BACKGROUND: Although current guidelines recommend β-blocker after acute myocardial infarction (MI), the role of β-blocker has not been well investigated in the modern reperfusion era. In particular, the benefit of vasodilating β-blocker over conventional β-blocker is still unexplored.

METHODS AND RESULTS: Using nation-wide multicenter Korean Acute Myocardial Infarction Registry data, we analyzed clinical outcomes of 7127 patients with acute MI who underwent successful percutaneous coronary intervention with stents and took β-blockers: vasodilating β-blocker (n=3482), and conventional β-blocker (n=3645).

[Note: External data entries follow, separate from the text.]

PR #3599, opened 2026-07-29
tpm2_checkquote: Fix incorrect formatting specifier

tpaukrt:
PRIu64 is not appropriate for sizeof() results.
Use %zu to correctly print size_t values on all architectures.


tools/misc/tpm2_checkquote.c
```diff
@@ -384,15 +384,15 @@ static bool parse_selection_data_from_file(FILE *pcr_input,
         // Convert TPML_DIGEST from little endian to host endian.
         pcrs->pcr_values[j].count = le32toh( pcrs->pcr_values[j].count);
         if (pcrs->pcr_values[j].count > ARRAY_LEN(pcrs->pcr_values[j].digests)) {
-            LOG_ERR("Malformed PCR file, TPML_DIGEST count cannot be greater than %" PRIu64,
+            LOG_ERR("Malformed PCR file, TPML_DIGEST count cannot be greater than %zu",
```
AndreasFuchsTPM, line 387: Should we maybe use `PRIuPTR` instead of `zu`?

JuergenReppSIT: > Should we maybe use `PRIuPTR` instead of `zu`?

"zu" is frequently used in the tools so far, so it could likely be used.

AndreasFuchsTPM: ok, let's stick to zu then...

Issue #1798, opened 2019-10-22
NV Attributes NT field should work without nt= specifier


williamcroberts:
Rather than use nt=<arg> format for specifying the NT field, it would be simpler if you could just "or" in counter or bits into the tpma nv string, like so:
`"-a "counter|ownerread|ownerwrite|authread|authwrite"

PR #3600, opened 2026-08-03
fix(attr_util): correct NV nt field decoding and show it as a friendly name

### LINKED ISSUE #1797: nt decoding scheme broken
The nt decoder goes bit by bit deciphering the string, and uses a field width to decipher bit sections when the width is greater than 1. It generates a mask using field width, which is decending when set in the array:
```C
    dispatch_arg_add(nt, 4),              //  4
    dispatch_arg_add(nt, 3),              //  5
    dispatch_arg_add(nt, 2),              //  6
    dispatch_arg_add(nt, 1),              //  7
```
The bitwise logic uses field width to grab the bit, and shift it, which causes NT to always be displayed as 1.

We need to re-work this logic so this is performed correctly and we can decode the friendly names as well.

katexochen:
Fixes https://github.com/tpm2-software/tpm2-tools/issues/1797, decided against implementing https://github.com/tpm2-software/tpm2-tools/issues/1798.

**fix(attr_util): decode NV nt field relative to its base**

tpm2_attr_util_nv_attrtostr renders the 4-bit TPM_NT field (TPMA_NV
bits 7:4) by walking to the lowest set bit and shifting the value by
that bit index instead of by the field base (bit 4). So any nt value
whose low bit is clear was mis-rendered: bits (0x2) and extend (0x4)
both printed as "nt=0x1", and pinfail (0x8) landed on the width-1
slot and printed a bare "nt" with no value. Only values with bit 4
set (counter 0x1, pinpass 0x9, ...) came out right, which is why the
existing tests never caught it.

Anchor extraction on the field base (bit_index & ~(w - 1)) and give
all four nt table slots the full field width (4), so the whole nibble
is read as (attrs >> 4) & 0xF regardless of which bit the scanner
lands on. The same expression reduces to bit_index for single-bit
attributes (w == 1), so their behavior is unchanged.

**feat(attr_util): render NV nt field as a friendly name**

The attribute parser already accepts friendly TPM_NT names
(nt=extend, nt=counter, ...), but tpm2_attr_util_nv_attrtostr only
ever emitted the raw field value (nt=0x4), so tpm2_nvreadpublic's
"friendly" output wasn't symmetric with the input it accepts.

Map the decoded nt field value back to its name, falling back to hex for
any value that isn't a defined type. Only the human-readable "friendly:"
string changes (e.g. nt=0x9 -> nt=pinpass); the raw "value:" field is
unchanged.

Keep the nt= prefix so the string still round-trips through
tpm2_nvdefine -a, which parses this same format.

### DIFF
--- a/lib/tpm2_attr_util.c
+++ b/lib/tpm2_attr_util.c
@@ -240,9 +240,9 @@ static dispatch_table nv_attr_table[] = { // Bit Index
     dispatch_no_arg_add(authwrite),       //  2
     dispatch_no_arg_add(policywrite),     //  3
     dispatch_arg_add(nt, 4),              //  4
-    dispatch_arg_add(nt, 3),              //  5
-    dispatch_arg_add(nt, 2),              //  6
-    dispatch_arg_add(nt, 1),              //  7
+    dispatch_arg_add(nt, 4),              //  5
+    dispatch_arg_add(nt, 4),              //  6
+    dispatch_arg_add(nt, 4),              //  7
     dispatch_reserved(8),                 //  8
     dispatch_reserved(9),                 //  9
     dispatch_no_arg_add(policydelete),    // 10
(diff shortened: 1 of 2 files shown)


AndreasFuchsTPM:
I added #3605 to completely rework this, so I'll close this one here for now.

@katexochen Would you need a backport ?

katexochen:
> katexochen Would you need a backport ?

No backport needed, thanks.

PR #3605, opened 2026-08-11
lib: simplify attr_util

### LINKED ISSUE #1797: nt decoding scheme broken

AndreasFuchsTPM:
Instead of a table driven dispatch logic, use a simple linear switch case like approach.

So I did break API here.
Old output: "authread|authwrite|nt=0x2"
New output: "authread|authwrtie|extend"
Parsing still accepts all variants though...

I like this much more; oppinions?

Also question: Should the tools return a bunch of "<reserved(8)>" reports or should the library's to text rather fail here ?

Fixes: #1797
Implements: #1798
Superseeds: #3600


moritzbuhl:
The following things are still needed to match the old functionality:

reserved bits are no longer allowed, old code wrote `<reserved(...)>`:
```
#define dispatch_reserved(pos) \
    { .name = "<reserved("xstr(pos)")>", .callback=NULL, .width = 1 }
 ```
 
 
nt=0x... and formatting values other than the named ones from the enum.


boolean tokens accept an equals sign, e.g. `authread=garbage`

File: lib/tpm2_attr_util.c [hunk 1]
```diff
@@ -8,631 +8,198 @@
 #include "log.h"
 #include "tpm2_attr_util.h"
 
-#define dispatch_no_arg_add(x) \
-    { .name = str(x), .callback=(action)x, .width = 1 }
+typedef struct _attrstrmap {
```
moritzbuhl, line 11: `typedef struct {`

lib/tpm2_attr_util.c
```diff
@@ -8,631 +8,198 @@
...
+    *attr = 0;
+
+    /* Unfortunately the value for TPM2_NT_ORDINARY is zero.
+       As such we cannot just check if the masked out *attr value is non-zero below
+       for conflict detection, but we have to do some special handling. */
+    if (strcasestr(str, "ordinary")) {
+        tpm_nt_ordinary = true;
+    }
+
+    while ((token = strtok_r((save)? NULL : str, "|", &save))) {
```
moritzbuhl: for (token = strtok_r(str, "|", &save); token != NULL; token = strtok_r(NULL, "|", &save)) {

moritzbuhl: So FreeBSD's libc sets `save = NULL` (https://github.com/freebsd/freebsd-src/blob/main/lib/libc/string/strtok.c#L67), glibc does not: https://github.com/lattera/glibc/blob/master/string/strtok_r.c#L59

moritzbuhl (approved):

In the whole population, incidence of cardiac death at 1 year was significantly lower in the vasodilating β-blocker group (vasodilating β-blockers versus conventional β-blockers, 1.0% versus 1.9%; P= 0.003). In 2882 pairs of propensity score-matched population, the incidence of cardiac death was significantly lower in the vasodilating β-blocker group (1.1% versus 1.8%; P= 0.028). Although incidences of MI (1.1% versus 1.5%; P= 0.277), any revascularization (2.8% versus 3.0%; P= 0.791), and hospitalization for heart failure (1.4% versus 1.9%; P= 0.210) were not different between the 2 groups, incidences of cardiac death or MI (2.0% versus 3.1%; P= 0.010), cardiac death, MI, or hospitalization for heart failure (3.0% versus 4.5%; P= 0.003), cardiac death, MI, or any revascularization (3.9% versus 5.3%; P= 0.026), and cardiac death, MI, any revascularization, or hospitalization for heart failure (4.8% versus 6.5%; P= 0.011) were significantly lower in the vasodilating β-blocker group.

CONCLUSIONS: Vasodilating β-blocker therapy resulted in better clinical outcomes than conventional β-blocker therapy did in patients with acute MI in the modern reperfusion era. Vasodilating β-blockers could be recommended preferentially to conventional ones for acute MI patients.